— Я рискую прослыть неоригинальным, — неуверенно произнес он, подтверждая ее предположение, — но все, что я скажу сейчас, истинная правда. Ты еще красивее, чем была десять лет назад, хотя, как такое может быть, просто в голове не укладывается.

— Неужели в это так трудно поверить? — спросила Флоренс, едва не рассмеявшись над собой: она продолжала пререкаться с ним даже в постели. Протянув руку, она провела ладонью по его гладкой груди и тронула твердый сосок, решив, что с этой минуты она отбрасывает всякие условности и действует смело. Джекоб судорожно вздохнул, и она придвинулась ближе.

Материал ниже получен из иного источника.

PR #399, opened 2024-10-22
fix(dfx-orbit): uploading chunks to asset canister

mraszyk:
This PR bumps ic-agent, ic-utils, and dfinity/sdk dependencies to their more recent versions to fix a bug in dfx-orbit: chunks were not uploaded to the asset canister in the right order. The fix has been tested manually.

### DIFF
--- a/Cargo.toml
+++ b/Cargo.toml
@@ -41,16 +41,16 @@ cap-std = "3.1.0"
 ciborium = "0.2.2"
 clap = { version = "4.5.7", features = ["derive"] }
 dateparser = "0.2"
-dfx-core = { git = "https://github.com/dfinity/sdk.git", rev = "bb5f8b58afa94b1950f5e1a750e0491457ad88d1" }
+dfx-core = { git = "https://github.com/dfinity/sdk.git", rev = "705c34689a1e5cb2c8421404f3c120fff93e4612" }
 flate2 = "1.0"
 convert_case = "0.6"
 futures = "0.3"
 getrandom = { version = "0.2", features = ["custom"] }
 hex = "0.4"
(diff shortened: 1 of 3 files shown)


Cargo.toml
```diff
@@ -41,24 +41,24 @@ cap-std = "3.1.0"
...
+dfx-core = { git = "https://github.com/dfinity/sdk.git", rev = "705c34689a1e5cb2c8421404f3c120fff93e4612" }
 flate2 = "1.0"
 convert_case = "0.6"
 futures = "0.3"
 getrandom = { version = "0.2", features = ["custom"] }
 hex = "0.4"
-ic-agent = { git = "https://github.com/dfinity/agent-rs.git", rev = "be929fd7967249c879f48f2f494cbfc5805a7d98" }
-ic-asset = { git = "https://github.com/dfinity/sdk.git", rev = "bb5f8b58afa94b1950f5e1a750e0491457ad88d1" }
+ic-agent = "0.38"
+ic-asset = { git = "https://github.com/dfinity/sdk.git", rev = "705c34689a1e5cb2c8421404f3c120fff93e4612" }
```
Sawchord, line 51: This version does not have the reproducibility fix merged yet and would reintroduce a bug. I just merged the fix into SDK main, and was about to change the version accordingly.

Sawchord: I would close this PR in favor of #400

mraszyk: bumped to d65717bd6d0c172247c37dd23395c9fb13b2ba20 - is this enough?

Sawchord: Ok, yeah, now they are identical 😅  I guess we can go ahead with this one

PR #406, opened 2024-10-25
feat(dfx-orbit): Implement station file option

Sawchord:
This PR enables to specify a  `--station-file`, to load the station configuration from, rather than using station files  stored via `dfx-orbit station add`.

The rationale is, that this makes using `dfx-orbit` easier from CI, and to distribute station files with repositories.


keplervital (approved):
LGTM

PR #411, opened 2024-11-01
chore(ci): support large wasm in orbit script

mraszyk:
This PR adds support for large wasm to the orbit local deployment script. This PR has been tested manually with a large WASM exceeding the ingress message limit.

### DIFF
--- a/dfx.json
+++ b/dfx.json
@@ -63,6 +63,12 @@
       "type": "assets",
       "source": ["apps/wallet/dist/"],
       "build": "pnpm --filter 'wallet-dapp' build"
+    },
+    "wasm_chunk_store": {
+      "type": "custom",
+      "candid": "./wasms/assetstorage.did",
+      "build": "./scripts/download-asset-canister-wasm.sh",
+      "wasm": "./wasms/assetstorage.wasm.gz"
     }
   },
   "defaults": {
--- a/dfx.json
+++ b/dfx.json
@@ -65,10 +65,9 @@
       "build": "pnpm --filter 'wallet-dapp' build"
     },
     "wasm_chunk_store": {
-      "type": "custom",
-      "candid": "./wasms/assetstorage.did",
-      "build": "./scripts/download-asset-canister-wasm.sh",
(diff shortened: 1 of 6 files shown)


dfx.json
```diff
@@ -63,6 +63,12 @@
       "type": "assets",
       "source": ["apps/wallet/dist/"],
       "build": "pnpm --filter 'wallet-dapp' build"
+    },
+    "wasm_chunk_store": {
+      "type": "custom",
```
olaszakos, line 68: can this not be something simple like

```
"wasm_chunk_store": {
      "type": "assets",
      "source": []
    },
```

not sure if this is correct dfx.json, but this would let you not need to download the wasm/candid.

olaszakos (approved):
looks good, `orbit --init` worked locally

dfx.json
mraszyk: Not sure why, but the frontend fails to load if I do this change.

mraszyk: It looks like a dfx bug to me - this dfx.json file in a sample project created by dfx new
```
{
  "canisters": {
    "test_backend": {
      "main": "src/test_backend/main.mo",
      "type": "motoko"
    },
    "test_frontend": {
      "dependencies": [
        "test_backend"
      ],
      "source": [
        "src/test_frontend/dist"
      ],
      "type": "assets",
      "workspace": "test_frontend"
    },
    "test": {
      "type": "assets",
      "source": []
    }
  },
  "defaults": {
    "build": {
      "args": "",
      "packtool": ""
    }
  },
  "output_env_file": ".env",
  "version": 1
}
```
results in `dfx deploy --no-wallet` being flaky which is a sign of a bug in my opinion.

mraszyk: not sure if that bug is related to our issue though

mraszyk: Adding `"build": ""` fixed it for me. Could you please confirm the local deployment works for you on my recent commit, @olaszakos ?

olaszakos: I can confirm that local deployment works now.

PR #420, opened 2024-11-18
fix(station): hardening validation

olaszakos:


core/station/impl/src/core/validation.rs
```diff
@@ -199,11 +195,23 @@ impl EnsureExternalCanister {
...
-        // todo: add a mutable denylist for external canisters
+        // Check if the target canister is a ledger canister of an asset.
+        let asset_canister_ids = ASSET_REPOSITORY
+            .list()
+            .iter()
+            .filter_map(|asset| {
+                asset
+                    .metadata
+                    .get(TokenStandard::METADATA_KEY_LEDGER_CANISTER_ID)
+            })
```
keplervital, line 206: nit: alternatively you could simply return early if found instead of collecting the list

keplervital (approved):

core/station/impl/src/core/validation.rs
olaszakos: good point, updated

keplervital (approved):

PR #421, opened 2024-11-18
refactor(control-panel): remove monitoring in control panel

jedna:


jedna:
We will continue to subsidize stations for now with more restrictions on the funding amount. More details: https://github.com/dfinity/orbit/pull/422

PR #424, opened 2024-11-19
feat(station): add expiration dt during request creation

keplervital:
The requests have an expiration date, however, up until now that was forced to 30 days in the Orbit Station and was not exposed to the API, this change enables request creators to set the expiration date.

### DIFF
--- a/core/station/impl/src/factories/requests/add_address_book_entry.rs
+++ b/core/station/impl/src/factories/requests/add_address_book_entry.rs
@@ -1,7 +1,7 @@
 use super::{Create, Execute, RequestExecuteStage};
 use crate::{
     errors::{RequestError, RequestExecuteError},
-    models::{AddAddressBookEntryOperation, Request, RequestExecutionPlan, RequestOperation},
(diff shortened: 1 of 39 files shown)


core/station/impl/src/factories/requests/add_address_book_entry.rs
```diff
@@ -18,22 +18,15 @@ impl Create<station_api::AddAddressBookEntryOperationInput> for AddAddressBookEn
...
             }),
-            input
-                .execution_plan
-                .map(Into::into)
-                .unwrap_or(RequestExecutionPlan::Immediate),
-            input
-                .title
-                .unwrap_or_else(|| "Address book entry creation".to_string()),
-            input.summary,
+            "Add address book entry".to_string(),
```
olaszakos, line 29: nit: create/add are inconsistent

olaszakos (approved):
LGTM

core/station/impl/src/factories/requests/add_address_book_entry.rs
keplervital: let's use `add` then

PR #242, opened 2022-05-20
Eliminate React unique keys warning

kswenson:


pjanik (approved):
It was bothering me for a while. Thanks!

PR #246, opened 2022-05-23
Update map type button images

pjanik:
[#182081001]
[#182122398]
[#182122396]
[#182121588]

I've removed all non@3x versions, as we don't use them anyway.


kswenson (approved):
👍 LGTM

PR #247, opened 2022-05-23
Maintenance - update dependencies, React 17 -> 18, replace Enzyme tests with React Testing Lib

pjanik:
I had to replace Enzyme tests, as obviously there was no adaptor for Enzyme and workarounds that I found didn't work.


test/components/advanced-options.test.tsx
```diff
@@ -16,71 +17,55 @@ describe("AdvancedOptions component", () => {
...
+
+  it("respects `sidebar` config option and renders only chosen components - case 1", () => {
     config.sidebar = allOptions.map(e => e[0]);
-    let wrapper = mount(
-      <AdvancedOptions simulationStore={store} />
-    );
+    render(<AdvancedOptions simulationStore={store} />);
     allOptions.map(e => e[1]).forEach(label => {
-      expect(wrapper.text()).toEqual(expect.stringContaining(label));
+      expect(screen.queryByText(label)).toBeInTheDocument();
```
kswenson, line 37: For this usage (and others down below) I believe `getByText()` would be more conventional. `queryByText()` is generally used when zero or more than one instance are expected.

test/components/sortable-densities.test.tsx
```diff
@@ -18,16 +19,16 @@ describe("SortableDensities component", () => {
...
     config.densityWordInPlanetWizard = false;
 
-    wrapper = shallow(<SortableDensities simulationStore={store} />);
-    expect(wrapper.html()).toEqual(expect.stringContaining("BELOW"));
-    expect(wrapper.html()).toEqual(expect.stringContaining("ABOVE"));
-    expect(wrapper.html()).toEqual(expect.stringContaining("Click and drag to reorder the plates"));
+    render(<SortableDensities simulationStore={store} />);
+    expect(screen.queryByText("BELOW")).toBeInTheDocument();
+    expect(screen.queryByText("ABOVE")).toBeInTheDocument();
+    expect(screen.queryByText("Click and drag to reorder the plates")).toBeInTheDocument();
```
kswenson, line 32: As mentioned above, I think `getByText()` would be more conventional for all of these.

test/components/advanced-options.test.tsx
```diff
@@ -1,13 +1,14 @@
 import React from "react";
-import { mount } from "enzyme";
+import { render, fireEvent, screen } from "@testing-library/react";
+import "@testing-library/jest-dom";
```
kswenson, line 3: If you put this side-effect-only import into `setupTests.js` then you wouldn't have to import it separately in each test file.

kswenson (approved):

kswenson (approved):
👍 LGTM -- just a few suggestions about react-testing-library usage. I'm surprised that the update to React 18 was as simple as it was given the age of react-toolbox. I thought we might have to remove react-toolbox before updating.

pjanik:
> 👍 LGTM -- just a few suggestions about react-testing-library usage. I'm surprised that the update to React 18 was as simple as it was given the age of react-toolbox. I thought we might have to remove react-toolbox before updating.

It actually got broken in Cypress tests - I had to add a bunch of `ripple={false}` params, but that's not too bad. :)

test/components/sortable-densities.test.tsx
pjanik: Done.

test/components/advanced-options.test.tsx
pjanik: Done.

test/components/advanced-options.test.tsx
pjanik: Hm, this actually doesn't work for me. I've tried that before and it behaved strangely - sometimes one test would work, sometimes not. But when I ran `npm run test`, they consistently fail - there's an error about `toBeInTheDocument` not being defined.

PR #249, opened 2022-05-24
Fix tabs styles

pjanik:
Before:
Screenshot 2022-05-24 at 18 22 22
Now:
Screenshot 2022-05-24 at 18 22 02

It got broken a while ago, not sure when, so fixing it before I definitely leave the project. :)


kswenson (approved):
👍 LGTM

PR #255, opened 2022-07-18
Add fix for AWS error that failing S3 deploys

tejal-shah:


tejal-shah:
@pjanik , tectonic explorer deployments have been failing. This was also experienced in other repos a few weeks ago and I've just added the fix that Ethan proposed in those repos here.

pjanik:
@tejal-shah, perfect, thank you!

PR #259, opened 2022-09-02
Magma slug in convergent boundary should be measurable with temp/pressure tool

pjanik:
[[#182716184]](https://www.pivotaltracker.com/story/show/182716184)

Magma slug in convergent boundary isn't related to one field - it uses averaged position of multiple fields. That's why interaction doesn't return a single field object. But it returns rock type label. So, this PR updates the Measure Pressure/Temp tool to handle a case when only the rock label is available.


kswenson (approved):
👍 LGTM

PR #261, opened 2022-09-06
Fix black column at boundary during continental divergence

pjanik:
[[#182974865]](https://www.pivotaltracker.com/story/show/182974865)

— Нет… Не трудно. У тебя особенный тип красоты. Ты с годами только хорошеешь.

Льстец! — хотела обругать его Флоренс, но он тоже придвинулся, причем занял такое положение, что невозможно было не заметить, какой эффект производит на него ее красота. Флоренс вздрогнула, словно к ней приложили раскаленный прут.

— А что я должна сказать тебе, Джекоб? — задала она вопрос, понимая, что сейчас ей как никогда следует проявить решительность. — Она прижалась к его возбужденной плоти. — Что за десять лет у тебя прибавилось мужских достоинств?

Джекоб самодовольно хохотнул и, крепко обхватив ее ногами, притянул к себе.

— Я был бы рад это услышать, Фло, даже если ты просто льстишь!

Флоренс тоже рассмеялась, наслаждаясь близостью его сильного разгоряченного тела, такого знакомого, родного. Словно она вернулась домой. Опять. Как тогда. То же ощущение, что и в первый раз.

Просунув руку ему под голову, она прильнула к его губам.


Ну почему, почему я так долго ждал? — молча вопрошал Джекоб, подчиняясь Флоренс. Если бы он вовремя предпринял соответствующие действия, они вновь были бы вместе гораздо раньше. А ведь все, что от него требовалось, это чуть-чуть поступиться гордостью.

Но теперь, родная, ты моя, думал он, целуя ее и лаская всем телом. Говоря ей, что она стала еще красивее, он догадывался, что Флоренс может заподозрить его в лести, и только молил Бога, чтобы она поверила в искренность его слов. Ведь он не лгал.

Она действительно стала прекраснее! Все, что его восхищало в ней прежде, теперь приводило в исступленный восторг. Блестящий ум, идеальная физическая форма. И именно на последней в настоящий момент были сосредоточены все его помыслы.

Флоренс похудела, отметил Джекоб, повторяя ладонями контуры ее фигуры и упиваясь ее вздохами и движениями. Он обожал ее полноватые девичьи округлости, но эта женская элегантная хрупкость просто сводила его с ума. Она словно специально отточила в себе все до непревзойденного совершенства, чтобы ей нельзя было противостоять. Роскошное гибкое тело, неповторимые черты, белокурые волосы. Необыкновенная, удивительная женщина. Женщина, которую он искал всю жизнь. Джекоб не смел вымолвить ни слова из опасения, что она вдруг исчезнет, как мираж, или сочтет сказанное им глупостью и вспомнит про свою ненависть. Целуя ее шею, он решил, что вообще не будет прибегать к помощи слов.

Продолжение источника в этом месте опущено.